A nurse observes a patient who is sitting alone in a room put hands over both ears and vigorously shake her head as though saying, 'No.' Later the patient cries and mutters, 'You don't know what you're talking about! Leave me alone.' What assessment should the nurse attempt to validate?
- A. The patient is seeking the attention of staff.
- B. The patient is inappropriately expressing emotion.
- C. The patient is experiencing auditory hallucinations.

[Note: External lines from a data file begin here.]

Issue #236, opened 2017-12-20
Implement `State` object


pipermerriam:
### What is wrong?

Currently, the `VM` class is part of the constructor for the `Computation` object.  Here are the places where it is currently used.

```
evm/logic/block.py:7:    block_hash = computation.vm.get_ancestor_hash(block_number)
evm/logic/block.py:13:    computation.stack.push(computation.vm.block.header.coinbase)
evm/logic/block.py:17:    computation.stack.push(computation.vm.block.header.timestamp)
evm/logic/block.py:21:    computation.stack.push(computation.vm.block.header.block_number)
evm/logic/block.py:25:    computation.stack.push(computation.vm.block.header.difficulty)
evm/logic/block.py:29:    computation.stack.push(computation.vm.block.header.gas_limit)
evm/logic/system.py:87:    computation.vm.logger.debug(
evm/logic/system.py:141:            computation.vm.logger.debug(
evm/vm/forks/spurious_dragon/utils.py:22:        yield computation.vm.block.header.coinbase
evm/vm/computation.py:76:        self.vm = vm
evm/vm/computation.py:197:            child_computation = self.vm.apply_create_message(child_msg)
evm/vm/computation.py:199:            child_computation = self.vm.apply_message(child_msg)
evm/vm/computation.py:280:        with self.vm.state_db(read_only, self.msg.access_list) as state_db:
```

Giving computation direct access to the `VM` is problematic for a number of reasons.

- poor isolation for what data and APIs are available during EVM execution.
- makes implementation of stateless clients difficult.
- makes VM execution inherently non-pure.

### How can it be fixed

To fix this, lets create a new `State` object.  Similar to how the `Transaction` class is specified for each `VM`, the `State` object should be similarly overrideable.

- `VM.get_state_class()`
- `VM.get_state()`
- `VM.state` (this could be a convenience `property` that just delegates to `VM.get_state()`.

The `State` object will need the following things.

- Access to the current block header information (`coinbase/timestamp/block_number/difficulty/gas_limit`.
- The ancestry hashes for the current block number.
- Access to the `StateDB`

The `State` object will also need the following APIs available to it.

- `VM.apply_message`
- `VM.apply_create_message`

I think the best way to accomplish this is to relocate the following APIs to live directly on the `State` object itself, removing them from the `VM` object.

- `VM.apply_message`
- `VM.apply_create_message`
- `VM.apply_computation`

[...]

PR #240, opened 2017-12-22
State Object

hwwhww:
### What was wrong?
This PR is for Implement `State` object #236

### How was it fixed?
1. Basically, followed #236, and some class methods for `State` usage only are also moved from `VM` class to `State` class.
    1. Snapshot and Revert
    2. `get_ancestor_hash()`
    3. `get_opcode_fn()`
2. `opcodes` and  `precompiles` are assigned in `@classmethod State.create_state(chaindb, block_header, opcodes, precompiles)`, and become instance objects of `State`.

#### Cute Animal Picture

cute


evm/logic/block.py
```diff
@@ -4,26 +4,26 @@
...
 
 
 def timestamp(computation):
-    computation.stack.push(computation.vm.block.header.timestamp)
+    computation.stack.push(computation.state.timestamp)
 
 
 def number(computation):
-    computation.stack.push(computation.vm.block.header.block_number)
+    computation.stack.push(computation.state.number)
```
pipermerriam: *naming nitpick*

Can we keep the `block_` prefix here so it's explicit that we're referring to a block number?

(does this get funky with the introduction of collations later?)

evm/logic/block.py
```diff
@@ -4,26 +4,26 @@
...
 
 
 def difficulty(computation):
-    computation.stack.push(computation.vm.block.header.difficulty)
+    computation.stack.push(computation.state.difficulty)
 
 
 def gaslimit(computation):
-    computation.stack.push(computation.vm.block.header.gas_limit)
+    computation.stack.push(computation.state.gaslimit)
```
pipermerriam: *naming nitpick*

Can we keep this as `gas_price` for naming consistency?

evm/state.py
```diff
@@ -0,0 +1,197 @@
...
+    # Snapshot and Revert
+    #
+    def snapshot(self):
+        """
+        Perform a full snapshot of the current state.
+
+        Snapshots are a combination of the state_root at the time of the
+        snapshot and the checkpoint_id returned from the journaled DB.
+        """
+        return (self.block_header.state_root, self.chaindb.snapshot())
```
pipermerriam: Idle musing/thought

Might be a nice API if snapshotting returned another `State` object.  This gets confusing/complex with the underlying `chaindb` which is *inherently* mutable.

Just something to think on.

evm/state.py
```diff
@@ -0,0 +1,197 @@
...
+        """
+        Revert the VM to the state at the snapshot
+        """
+        state_root, checkpoint_id = snapshot
+
+        with self.state_db() as state_db:
+            # first revert the database state root.
+            state_db.root_hash = state_root
+            # now roll the underlying database back
+            self.chaindb.revert(checkpoint_id)
```
pipermerriam: Can we dedent this line since it doesn't need to be within the context of the `state_db` block.

evm/state.py
```diff
@@ -0,0 +1,197 @@
...
+        while header.block_number != block_number:
+            header = self.chaindb.get_block_header_by_hash(header.parent_hash)
+        return header.hash
+
+    #
+    # classmethod
+    #
+    @classmethod
+    def create_state(cls, chaindb, block_header, opcodes, precompiles):
+        return cls(chaindb, block_header, opcodes, precompiles)
```
pipermerriam: This looks like a direct wrapper around the `__init__` method.  Seems like anywhere that `State.create_state(...)` is used you can just use `State(...)`

evm/vm/base.py
```diff
@@ -329,10 +222,30 @@ def clear_journal(self):
...
+        """
+        if cls._state_class is None:
+            raise AttributeError("No `_state_class` has been set for this VM")
+
+        return cls._state_class
+
+    def get_state(self):
+        """Return state object
+        """
+        return self.get_state_class().create_state(
```
pipermerriam: This should be identical to `self.get_state_class()(...)`

evm/vm/forks/frontier/state.py
```diff
@@ -0,0 +1,82 @@
...
+from evm.utils.hexadecimal import (
+    encode_hex,
+)
+from evm.utils.keccak import (
+    keccak,
+)
+
+
+class FrontierState(BaseState):
+    def apply_message(self, message):
```
pipermerriam: oooh, I think I like that we can now declare all of these methods on an actual object!

pipermerriam:
@gsalgado curious to hear your thoughts on this API change.

evm/logic/block.py
hwwhww: Yes, I will modify it and keep `block_` prefix.

(In current design, we haven't added collation header to `State` yet, but I think it's possible in the future.)

pipermerriam:
This is good to :shipit: 

I'd like to figure out fully removing access to the `chaindb` from the `VMState` but I think that's better done in a different pull request.

evm/logic/block.py
```diff
@@ -4,26 +4,26 @@
...
 
-    block_hash = computation.vm.get_ancestor_hash(block_number)
+    block_hash = computation.state.get_ancestor_hash(block_number)
 
     computation.stack.push(block_hash)
 
 
 def coinbase(computation):
-    computation.stack.push(computation.vm.block.header.coinbase)
+    computation.stack.push(computation.state.coinbase)
```
gsalgado: No longer having to reach that deep through the class hierarchy to get the current block header is a very nice improvement, but nevertheless I wouldn't expect to find it under an attribute named `state`. Same goes for `state.precompiles` and `state.opcodes`, so I'm wondering if we couldn't instead pass those things (block, opcodes, precompiles) separately to `Computation.__init__()`, move `apply_computation()` there and have a configurable `_computation_class` instead of `_state_class` in the `VM`

pipermerriam: Hrm, initially I like this but..  here are my thoughts.

- `Computation` class represents the VM state while the VM is *running*
- `VMState` class represents the VM state while the VM is *at rest*

I think maintaining this separation is valuable.

Maybe there is a middle ground here where the `VMState` is treated as immutable and all of the mutability and state transformation code moves into the `Computation`.  That implies the following API.

- `VMState.coinbase`, `VMState.block_number`, ...
- `VMState.get_block_hash(number)`
- `VMState.apply_transaction(...) -> next_vm_state, computation_result`  <---- this is a pure function that returns the subsequent `VMState` after computation and the computation result... or something like that.
- `Computation.apply_computation(vm_state, message)`
- `Computation.apply_message(...)`
- `Computation.apply_create_message(...)`
- `Computation.opcodes`
- `Computation.precompiles`

This is a really rough sketch of what this might look like but it seems potentially promising.

hwwhww: I like the idea if we can make `VMState` to be is treated as immutable by these changes.
(Before it, I was trying to figure out how to use another new immutable object to handle state transition.)
I can start to move these functions to be under `Computation`.

pipermerriam: > I can start to move these functions to be under `Computation`.

If you think this will work, lets try it.  

FYI, I'm still on *"sort-of-vacation"* time until next week but I'm setting aside time each day to check email and do code review to make sure I'm not holding anyone back.  Keep up the great work.

hwwhww:
New PR: #244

- D. The patient is displaying negative symptoms of schizophrenia.
Correct Answer: C
Rationale: The correct answer is C: The patient is experiencing auditory hallucinations. The patient's behavior of covering both ears and shaking her head as if responding to voices, along with muttering and crying, suggests a sensory perception that is not based on external stimuli. This aligns with the characteristic symptoms of auditory hallucinations, which are common in conditions like schizophrenia.
Choice A is incorrect because the patient's behavior is not necessarily seeking attention but rather responding to internal stimuli. Choice B is incorrect as the patient's emotional expression seems to be a result of the auditory hallucinations rather than being inappropriate. Choice D is incorrect as negative symptoms of schizophrenia typically involve a decrease or absence of normal functions, which is not clearly demonstrated in this scenario.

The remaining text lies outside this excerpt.